WHAT IS REQUIRED =>
State the number of lines in the material below that hold "pass", and add nothing to it.

STORED DATA =>
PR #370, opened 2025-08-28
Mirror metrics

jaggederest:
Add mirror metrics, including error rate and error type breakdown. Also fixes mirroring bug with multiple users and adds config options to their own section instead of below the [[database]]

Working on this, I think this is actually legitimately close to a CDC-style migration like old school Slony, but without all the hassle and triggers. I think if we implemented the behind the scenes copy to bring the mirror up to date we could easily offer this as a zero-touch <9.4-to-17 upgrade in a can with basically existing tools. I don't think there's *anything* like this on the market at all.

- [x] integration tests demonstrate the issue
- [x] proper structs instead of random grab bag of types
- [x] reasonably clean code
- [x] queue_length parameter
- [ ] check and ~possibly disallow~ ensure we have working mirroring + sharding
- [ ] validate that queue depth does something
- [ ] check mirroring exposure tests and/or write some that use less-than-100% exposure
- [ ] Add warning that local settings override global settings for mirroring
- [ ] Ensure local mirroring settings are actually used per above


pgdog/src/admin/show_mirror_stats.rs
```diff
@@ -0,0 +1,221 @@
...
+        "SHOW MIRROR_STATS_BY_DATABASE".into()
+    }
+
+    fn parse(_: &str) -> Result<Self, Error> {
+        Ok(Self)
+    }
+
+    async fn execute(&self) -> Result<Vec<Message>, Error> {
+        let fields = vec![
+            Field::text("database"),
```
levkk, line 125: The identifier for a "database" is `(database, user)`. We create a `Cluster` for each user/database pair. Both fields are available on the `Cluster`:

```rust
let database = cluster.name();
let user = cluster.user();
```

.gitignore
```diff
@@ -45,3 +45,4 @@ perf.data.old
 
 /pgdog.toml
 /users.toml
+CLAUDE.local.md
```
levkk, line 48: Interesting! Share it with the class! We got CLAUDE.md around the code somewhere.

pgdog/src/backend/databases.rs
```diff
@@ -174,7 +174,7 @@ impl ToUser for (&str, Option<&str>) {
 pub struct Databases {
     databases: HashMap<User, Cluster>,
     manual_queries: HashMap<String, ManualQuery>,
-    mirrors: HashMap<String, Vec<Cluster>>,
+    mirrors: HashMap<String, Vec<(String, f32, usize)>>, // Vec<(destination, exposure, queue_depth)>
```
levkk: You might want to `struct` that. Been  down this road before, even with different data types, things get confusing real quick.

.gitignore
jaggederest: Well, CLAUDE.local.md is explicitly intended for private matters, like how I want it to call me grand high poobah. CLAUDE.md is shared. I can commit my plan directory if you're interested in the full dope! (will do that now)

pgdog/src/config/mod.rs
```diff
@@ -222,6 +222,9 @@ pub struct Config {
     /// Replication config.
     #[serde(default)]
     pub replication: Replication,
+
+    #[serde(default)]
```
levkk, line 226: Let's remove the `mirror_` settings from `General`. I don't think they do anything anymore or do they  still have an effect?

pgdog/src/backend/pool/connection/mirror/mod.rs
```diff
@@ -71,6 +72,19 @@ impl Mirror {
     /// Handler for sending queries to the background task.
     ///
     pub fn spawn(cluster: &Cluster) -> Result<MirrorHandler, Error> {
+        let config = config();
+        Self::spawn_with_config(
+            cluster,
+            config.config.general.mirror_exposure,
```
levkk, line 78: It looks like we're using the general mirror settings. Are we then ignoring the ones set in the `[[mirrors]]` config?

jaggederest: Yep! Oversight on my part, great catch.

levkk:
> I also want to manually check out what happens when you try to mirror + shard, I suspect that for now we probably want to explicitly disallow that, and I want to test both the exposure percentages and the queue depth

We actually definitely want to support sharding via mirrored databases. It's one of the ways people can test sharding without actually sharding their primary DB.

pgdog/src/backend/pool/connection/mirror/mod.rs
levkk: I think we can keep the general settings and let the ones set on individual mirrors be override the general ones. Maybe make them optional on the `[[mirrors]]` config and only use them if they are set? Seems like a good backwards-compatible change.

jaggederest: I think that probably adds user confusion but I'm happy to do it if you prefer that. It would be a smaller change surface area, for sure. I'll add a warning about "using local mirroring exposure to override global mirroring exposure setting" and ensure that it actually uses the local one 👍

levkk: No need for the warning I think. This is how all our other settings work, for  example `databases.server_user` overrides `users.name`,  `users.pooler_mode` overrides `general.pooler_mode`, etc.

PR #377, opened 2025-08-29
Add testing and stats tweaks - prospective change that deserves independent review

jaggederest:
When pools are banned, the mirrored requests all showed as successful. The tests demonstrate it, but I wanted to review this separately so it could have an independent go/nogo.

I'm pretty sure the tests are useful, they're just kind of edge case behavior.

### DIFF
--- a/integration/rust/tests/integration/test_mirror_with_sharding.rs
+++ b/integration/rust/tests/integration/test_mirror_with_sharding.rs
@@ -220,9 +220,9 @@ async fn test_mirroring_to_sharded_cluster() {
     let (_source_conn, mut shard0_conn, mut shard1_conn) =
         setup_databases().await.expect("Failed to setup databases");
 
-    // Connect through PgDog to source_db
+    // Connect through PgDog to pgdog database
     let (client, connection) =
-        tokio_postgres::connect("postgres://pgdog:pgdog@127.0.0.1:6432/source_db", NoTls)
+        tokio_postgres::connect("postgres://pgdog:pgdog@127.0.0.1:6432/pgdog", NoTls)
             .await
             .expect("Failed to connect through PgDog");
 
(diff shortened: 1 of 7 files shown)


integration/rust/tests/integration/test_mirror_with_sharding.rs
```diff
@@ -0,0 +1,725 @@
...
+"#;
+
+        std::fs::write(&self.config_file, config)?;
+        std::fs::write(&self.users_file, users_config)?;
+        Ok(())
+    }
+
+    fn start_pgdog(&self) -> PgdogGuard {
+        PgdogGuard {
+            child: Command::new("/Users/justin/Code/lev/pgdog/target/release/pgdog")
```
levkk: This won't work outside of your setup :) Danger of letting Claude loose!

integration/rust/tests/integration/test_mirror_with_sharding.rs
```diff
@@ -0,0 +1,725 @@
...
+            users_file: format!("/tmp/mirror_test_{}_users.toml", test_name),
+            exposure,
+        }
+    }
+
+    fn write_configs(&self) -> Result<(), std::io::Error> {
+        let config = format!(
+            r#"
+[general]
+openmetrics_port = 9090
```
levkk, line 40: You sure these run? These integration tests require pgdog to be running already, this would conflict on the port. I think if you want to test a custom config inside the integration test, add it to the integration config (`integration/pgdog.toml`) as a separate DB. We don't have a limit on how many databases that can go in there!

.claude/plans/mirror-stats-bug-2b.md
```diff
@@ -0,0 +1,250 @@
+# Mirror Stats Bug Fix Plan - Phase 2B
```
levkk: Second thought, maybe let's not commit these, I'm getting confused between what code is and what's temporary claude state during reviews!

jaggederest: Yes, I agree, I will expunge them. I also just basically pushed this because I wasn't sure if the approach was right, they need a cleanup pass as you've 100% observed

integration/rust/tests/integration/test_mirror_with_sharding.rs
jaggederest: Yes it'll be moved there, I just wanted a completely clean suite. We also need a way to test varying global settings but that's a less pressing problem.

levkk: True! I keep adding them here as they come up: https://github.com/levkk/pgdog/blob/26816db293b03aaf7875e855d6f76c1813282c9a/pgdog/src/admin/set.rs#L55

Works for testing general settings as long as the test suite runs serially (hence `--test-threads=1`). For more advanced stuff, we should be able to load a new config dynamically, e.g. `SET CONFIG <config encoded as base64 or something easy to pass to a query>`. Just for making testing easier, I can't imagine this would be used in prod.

YOUR RESPONSE =>
2